El primer día aprovechamos para conocer y disfrutar esta zona nueva de Colonia que no conocíamos. El año pasado, en la parte de la Rambla, a la altura de Playa Victoria, agregaron un cartel de Colonia (foto) para llevarse la postal turística, algo que ya se volvió muy popular alrededor de distintas ciudades en el mundo. Además, la zona es muy agradable para sentarse a tomar unos mates y disfrutar del día y de los maravillosos atardeceres que ofrece la ciudad. Si hay algo que amo profundamente de Colonia, son sus atardeceres. Si alquilan los carritos, hay algunos itinerarios recomendados de pocas horas como lo son conocer la Plaza de Toros o la Capilla de San Benito. Si bien los carritos no tienen gran velocidad, las distancias son cortas y se puede conocer todo en una tarde.
El domingo estuvimos paseando por el hermoso Barrio Histórico que tiene la ciudad y que jamás nos cansamos de visitar. Además de la belleza de sus calles irregulares y construcciones antiguas, este punto es ideal para sentarse a almorzar al sol. La primavera nos regaló un fin de semana hermoso que pudimos disfrutar en la ciudad. Si son más de la onda del picnic y el día acompaña, pueden sentarse con un sandwichito en la Plaza de Armas o en el muelle.
Por la tarde volvimos a disfrutar de la piscina climatizada del hotel, no sin antes hacernos una escapada al shopping de Colonia. Si agarran desde la terminal la Av. Buenos Aires (luego Roosevelt), se van a encontrar con este centro comercial que cuenta con un modesto patio de comidas, un cine y algunos locales de ropa. Nosotros pasamos por el supermercado Ta-Ta que se encuentra dentro y que es uno de los más grandes y céntricos de la ciudad, para comprar algunos víveres (no teníamos uruguayos, así que era la opción más segura para poder pagar con tarjeta).
Colonia es una de las escapadas ideales para el fin de semana desde Buenos Aires, así como un gran lugar de entrada si lo que buscan es recorrer Uruguay. Los precios de comida y alojamiento no son del todo económicos, pero por pocos días no es algo disparatado.
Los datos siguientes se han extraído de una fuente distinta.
Issue #32950, opened 2023-09-08
AI Chat block: Finish feedback UX


dereksmart:
Right now there's a few things incomplete with the Feedback UX: 
- Response doesn't clear after submitting
- Allows submitting multiple times 
- It looks bad
- The text field is too small 
- Whatever else you can find.

Issue #32947, opened 2023-09-08
AI Chat block: Handle errors gracefully 


dereksmart:
There is basically no error handling in the AI Chat block.

Things should generally fail gracefully and with some design.

PR #32989, opened 2023-09-11
AI Chat: Error handling, separate components, and feedback UX

dereksmart:
Addresses: 
- #32947 
- #32950 

This PR started by adding some simple error handling, which led to a barrage of refactors and tangental UX improvements. The QuestionAnswer component started to get a bit unruly itself. The hope is it will make it easier to improve even more on the UX later. 

image

## Proposed changes:

The main ones are: 
- New components: Feedback, CopyButton, and DisplayError. 
- Adds some basic styling to each component. The feedback area looks more uniform now. 
- Error handling: Added some sanity checks in the endpoint responses, ensuring it sends errors with unexpected responses so the client will have an easier time. Also displays errors. 
- Feedback submission: Doesn't allow multiple submissions for the same question/response (cacheKey). 

## Jetpack product discussion

peGwbA-Be-p2

No. 

## Testing instructions:

Test the errors: 
- Manually introduce an error in the code. Either connect it to your sandbox and malform the response, or do so in the plugin code. 
- Do so for both feedback and asking a question. An error message should appear in red. 

Test the feedback: 
- Submit a question. 
- Leave some feedback about the response, it should submit and you should get a thanks message. 
- Submit the same exact question. It should feed you a cached response and the thank you message should still be there. 
- Submit a new question and the feedback form should be reset, allowing you to submit more. 

Test the copy button: 
- Still works


artpi (approved):
There are some small tweaks we could be doing, but this takes care of the most important issues and tests well!

PR #33013, opened 2023-09-12
AI Client: check media record ref before removing the listeners

retrofox:
Before removing the function listener, we need to ensure that the media recorder instance has been established. There are various reasons why the instance may be undefined, such as the user failing to provide recording permissions. Failing to make these adjustments will result in the application malfunctioning.

Fixes #

## Proposed changes:

*  AI Client: check media record ref of the useMediaRecording() hook before removing the listeners

### Other information:

## Testing instructions:

* Test with Jetpack plugin 
* Enable `beta` extensions
* Go to the block editor
* Create a Create With Voice block instance
* Start to record an audio
* Ensure the browser asks for permission to record (you can use a new incognito browser instance)
* Confirm you see the browser prompt asking you to record the voice

image

* Before accepting (or not) the permissions, try to delete the block

image

* Before (trunk), confirm the app breaks 

image

image

* After (this PR) confirm the block is removed without any issue.

image

### DIFF
--- a/projects/js-packages/ai-client/changelog/update-create-with-voice-removeing-block-bug
+++ b/projects/js-packages/ai-client/changelog/update-create-with-voice-removeing-block-bug
@@ -1,0 +1,4 @@
+Significance: patch
+Type: fixed
+
+AI Client: check media record ref of the useMediaRecording() hook before to remove the listeners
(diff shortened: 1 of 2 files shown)


nunyvega (approved):
Fixes the issue 
🚢

PR #33015, opened 2023-09-12
AI Assistant: Remove upgrade button when user is not administrator

### LINKED ISSUE #31165: AI Assistant: Reconnect Jetpack button does not work for non-admin users
If the user is not connected to WordPress.com, we prompt they to reconnect:

Image

This button works fine for admin users, but it will fail when the user does not have acccess to the given Jetpack dashboard page:

Image

This is the case for `author` users, for example.

---

It's possible to connect users of any role to WordPress.com, we just need to send them to the rigth connection page.

For authors, for example, the button on the Jetpack dashboard led me to `wp-admin/admin.php?page=jetpack&from=unlinked-user-connect#/connect-user`.

We need to detect which role the user has and show the correct link to them, or then link to a place that will work for any user role.

dhasilva:
Fixes #31165

## Proposed changes:

* Disables the input when the user is not connected
* Change the upgrade nudge for users that are not administrators, removing the upgrade button

### Other information:

## Testing instructions:

* Create a non-admin user, like an Author
* Use the AI Assistant block to spend the 20 free requests
* As the non-admin user, check that the message does not include the upgrade button
* As the admin user, check that the button is displayed

| Before | After
| - | -
| 2023-09-12_18-13-44-before-reconnect | 2023-09-12_18-13-19-after-reconnect
| 2023-09-12_18-12-54-before-author | 2023-09-12_18-11-28-after-author

### DIFF
--- a/projects/plugins/jetpack/changelog/fix-ai-assistant-upgrade-author
+++ b/projects/plugins/jetpack/changelog/fix-ai-assistant-upgrade-author
@@ -1,0 +1,4 @@
+Significance: patch
+Type: enhancement
+
+AI Assistant: Remove upgrade button when user is not administrator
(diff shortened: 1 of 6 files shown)


CGastrell (approved):
Worked as described! :shipit:

PR #33806, opened 2023-10-26
CRM: 3380 - bump minimum PHP to 7.4

tbradsha:
Resolves Automattic/zero-bs-crm#3380 - bump minimum PHP to 7.4

## Proposed changes:

See pbhBOz-3Yp-p2; we've decided to change the minimum PHP version to 7.4.

### Other information:

- [ ] Have you written new tests for your changes, if applicable?
- [ ] Have you checked the E2E test CI results, and verified that your changes do not break them?
- [ ] Have you tested your changes on WordPress.com, if applicable (if so, you'll see a generated comment below with a script to run)?

## Testing instructions:

Previous reference: #33003

PR #33810, opened 2023-10-26
CRM: Drop deps on old codeception versions

anomiex:
## Proposed changes:

Now that the minimum is PHP 7.4 (see #33806), we can drop some older versions from the dependencies.

### Other information:

## Jetpack product discussion

Follows up #33806

No

## Testing instructions:

* Is CI happy?


tbradsha (approved):
Confirmed dependency updates are valid, and tests run fine.

PR #33813, opened 2023-10-26
My Plan: update link to licensing management page

### LINKED ISSUE #33803: My Plan: Reposition actions at the top
### Problem

Reported in Slack by @simison: p1698302590416139/1698302544.355569-slack-C0D96691V

>“activate product” on the right-most extreme side when the CTA text is on the left side.
>Could both be right right or left aligned?

Image

This could even be more jarring when a paid product exists and an additional “View all purchases” button is displayed:

Image

### Proposal

- Get rid of the primary CTA “Activate a product”
- Use the copy “Activate it here” for that action instead.

Image

jeherve:
Fixes #33803

## Proposed changes:

Let's update the link to the licensing management page according to the discussion and screenshots in #33803:

> Get rid of the primary CTA “Activate a product”
> Use the copy “Activate it here” for that action instead.

> **Note**
> @keoshi I did not make any changes to the "Recommendations" link at the bottom of the header.

This also fixes some spaces <> tabs mixes in the stylesheet for that page.

**Before**

image

**After**

image

### Other information:

## Jetpack product discussion

* N/A

* No

## Testing instructions:

* Open your browser's JavaScript console.
* Enable debugging to see Tracks events by pasting the following: `localStorage.setItem( 'debug', 'dops:analytics*' );`
* Check the header of the page according to the screenshot above.
* Click on the "Activate it here" link.
    * The link should direct to the right page.
    * You should see a tracks event triggered in your JS console.

### DIFF
--- a/projects/plugins/jetpack/_inc/client/my-plan/style.scss
+++ b/projects/plugins/jetpack/_inc/client/my-plan/style.scss
@@ -3,63 +3,64 @@
 @import '../scss/typography';
 
 .jp-landing__plans {
-  	margin-top: 48px;
+	margin-top: 48px;
 	margin-bottom: 24px;
-  	box-shadow: 0 0 40px rgba(0, 0, 0, 0.08);
+	box-shadow: 0 0 40px rgba(0, 0, 0, 0.08);
 
 	.dops-button {
 		margin-right: 10px;
 	}
 
 	.dops-card.is-compact {
-	  margin-bottom: 0;
-	  border-bottom: 1px solid var(--jp-gray);
+		margin-bottom: 0;
+		border-bottom: 1px solid var(--jp-gray);
 
-	  	@include breakpoint( "<960px" ) {
-		border-bottom: 0;
-	  	}
+		@include breakpoint( "<960px" ) {
+			border-bottom: 0;
+		}
 	}
 
-  	.dops-card:first-child {
-	  border-radius: 4px 4px 0 0;
+	.dops-card:first-child {
+		border-radius: 4px 4px 0 0;
 	}
 
-  	.dops-card:last-child {
-	  border-radius: 0 0 4px 4px;
+	.dops-card:last-child {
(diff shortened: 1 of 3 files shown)


projects/plugins/jetpack/_inc/client/my-plan/style.scss
```diff
@@ -3,63 +3,64 @@
...
+		@include breakpoint( "<960px" ) {
+			border-bottom: 0;
+		}
 	}
 
-  	.my-plan-card__tag-line a {
-	  color: $black;
-	  text-decoration-line: underline;
+	.my-plan-card__tag-line a,
+	a.jp-landing__licensing-actions-link {
```
jeherve, line 42: This is the only real change in the file. The rest is just switching from spaces to tabs.

andrii-lysenko (commented):
This does seem reasonable to me and code looks good.

Maybe we could also iterate a bit on style, as it's a bit hard underline there. What do you think?
 
Screenshot at Oct 26 20-24-03

jeherve:
> Maybe we could also iterate a bit on style, as it's a bit hard underline there. What do you think?

I like it, personally, it makes it clear when you move hover a link. I didn't come up with those styles though, this is what we use elsewhere in the dashboard:

https://github.com/Automattic/jetpack/assets/426388/b3d3b620-0b05-4f45-a45b-afd27641879f

But I'm happy to update them if that's necessary! Maybe we can do that in a follow-up PR?

@keoshi what's your take on this?

keoshi:
> @keoshi what's your take on this?

It's a bit more opinionated than most link styles, but having the same color link as the text on the page warrants it IMO. It's also an intermittent state (on hover) so only a single element will have this styling on a page at any given moment.

If we feel this needs to be changed then we need to have a much broader discussion, since it affects all plugin pages and all plugins too.

keoshi (approved):
Change looks good to me! Thanks for doing this so quickly, Jeremy.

Sentarse a comer es caro, pero hay muchas opciones relativamente baratas que pueden hacernos ahorrar unos pesos. Es una ciudad que se recorre fácil y pronto, sin dudas, pero en la que dan ganas de quedarse más tiempo. Tranquilidad, hospitalidad, callecitas, mates y atardeceres increíbles. Suficiente para querer quedarse más tiempo del que podíamos y para volver a verla en algún fin de semana cercano.